- What is required: Each entry listed below should be reproduced word for word.

- Raw data:

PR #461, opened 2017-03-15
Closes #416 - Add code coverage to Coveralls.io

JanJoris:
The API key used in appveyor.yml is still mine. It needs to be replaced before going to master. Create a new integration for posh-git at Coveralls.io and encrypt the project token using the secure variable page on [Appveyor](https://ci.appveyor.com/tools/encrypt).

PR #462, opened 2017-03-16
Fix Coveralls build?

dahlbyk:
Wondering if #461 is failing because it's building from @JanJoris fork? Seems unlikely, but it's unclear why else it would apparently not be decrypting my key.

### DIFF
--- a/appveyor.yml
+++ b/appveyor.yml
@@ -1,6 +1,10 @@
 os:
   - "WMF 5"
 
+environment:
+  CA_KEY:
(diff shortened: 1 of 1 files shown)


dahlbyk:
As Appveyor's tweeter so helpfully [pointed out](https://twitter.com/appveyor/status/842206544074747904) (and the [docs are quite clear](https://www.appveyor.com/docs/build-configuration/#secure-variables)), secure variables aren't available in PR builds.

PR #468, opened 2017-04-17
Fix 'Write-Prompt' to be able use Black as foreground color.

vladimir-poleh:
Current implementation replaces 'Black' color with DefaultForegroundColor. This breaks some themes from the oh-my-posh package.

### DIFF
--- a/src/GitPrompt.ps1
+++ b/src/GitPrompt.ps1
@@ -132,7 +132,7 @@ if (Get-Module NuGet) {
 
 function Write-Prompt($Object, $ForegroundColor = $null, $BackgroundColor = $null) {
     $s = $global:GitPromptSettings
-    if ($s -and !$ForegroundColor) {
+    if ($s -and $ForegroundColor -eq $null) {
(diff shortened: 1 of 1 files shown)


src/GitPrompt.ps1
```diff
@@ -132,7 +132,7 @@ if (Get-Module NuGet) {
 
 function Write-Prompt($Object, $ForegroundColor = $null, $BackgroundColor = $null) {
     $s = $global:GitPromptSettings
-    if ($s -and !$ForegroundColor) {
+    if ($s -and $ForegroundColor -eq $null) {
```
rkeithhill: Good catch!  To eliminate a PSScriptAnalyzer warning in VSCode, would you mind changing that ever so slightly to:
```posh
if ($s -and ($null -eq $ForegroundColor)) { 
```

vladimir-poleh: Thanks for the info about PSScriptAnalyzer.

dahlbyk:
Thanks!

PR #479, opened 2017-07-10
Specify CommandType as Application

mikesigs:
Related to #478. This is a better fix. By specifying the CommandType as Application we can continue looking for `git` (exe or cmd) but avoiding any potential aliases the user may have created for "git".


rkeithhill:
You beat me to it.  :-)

- Reply:
PR #461, opened 2017-03-15
Closes #416 - Add code coverage to Coveralls.io

JanJoris:
The API key used in appveyor.yml is still mine. It needs to be replaced before going to master. Create a new integration for posh-git at Coveralls.io and encrypt the project token using the secure variable page on [Appveyor](https://ci.appveyor.com/tools/encrypt).

PR #462, opened 2017-03-16
Fix Coveralls build?

dahlbyk:
Wondering if #461 is failing because it's building from @JanJoris fork? Seems unlikely, but it's unclear why else it would apparently not be decrypting my key.

### DIFF
--- a/appveyor.yml
+++ b/appveyor.yml
@@ -1,6 +1,10 @@
 os:
   - "WMF 5"
 
+environment:
+  CA_KEY:
(diff shortened: 1 of 1 files shown)


dahlbyk:
As Appveyor's tweeter so helpfully [pointed out](https://twitter.com/appveyor/status/842206544074747904) (and the [docs are quite clear](https://www.appveyor.com/docs/build-configuration/#secure-variables)), secure variables aren't available in PR builds.

PR #468, opened 2017-04-17
Fix 'Write-Prompt' to be able use Black as foreground color.

vladimir-poleh:
Current implementation replaces 'Black' color with DefaultForegroundColor. This breaks some themes from the oh-my-posh package.

### DIFF
--- a/src/GitPrompt.ps1
+++ b/src/GitPrompt.ps1
@@ -132,7 +132,7 @@ if (Get-Module NuGet) {
 
 function Write-Prompt($Object, $ForegroundColor = $null, $BackgroundColor = $null) {
     $s = $global:GitPromptSettings
-    if ($s -and !$ForegroundColor) {
+    if ($s -and $ForegroundColor -eq $null) {
(diff shortened: 1 of 1 files shown)


src/GitPrompt.ps1
```diff
@@ -132,7 +132,7 @@ if (Get-Module NuGet) {
 
 function Write-Prompt($Object, $ForegroundColor = $null, $BackgroundColor = $null) {
     $s = $global:GitPromptSettings
-    if ($s -and !$ForegroundColor) {
+    if ($s -and $ForegroundColor -eq $null) {
```
rkeithhill: Good catch!  To eliminate a PSScriptAnalyzer warning in VSCode, would you mind changing that ever so slightly to:
```posh
if ($s -and ($null -eq $ForegroundColor)) { 
```

vladimir-poleh: Thanks for the info about PSScriptAnalyzer.

dahlbyk:
Thanks!

PR #479, opened 2017-07-10
Specify CommandType as Application

mikesigs:
Related to #478. This is a better fix. By specifying the CommandType as Application we can continue looking for `git` (exe or cmd) but avoiding any potential aliases the user may have created for "git".


rkeithhill:
You beat me to it.  :-)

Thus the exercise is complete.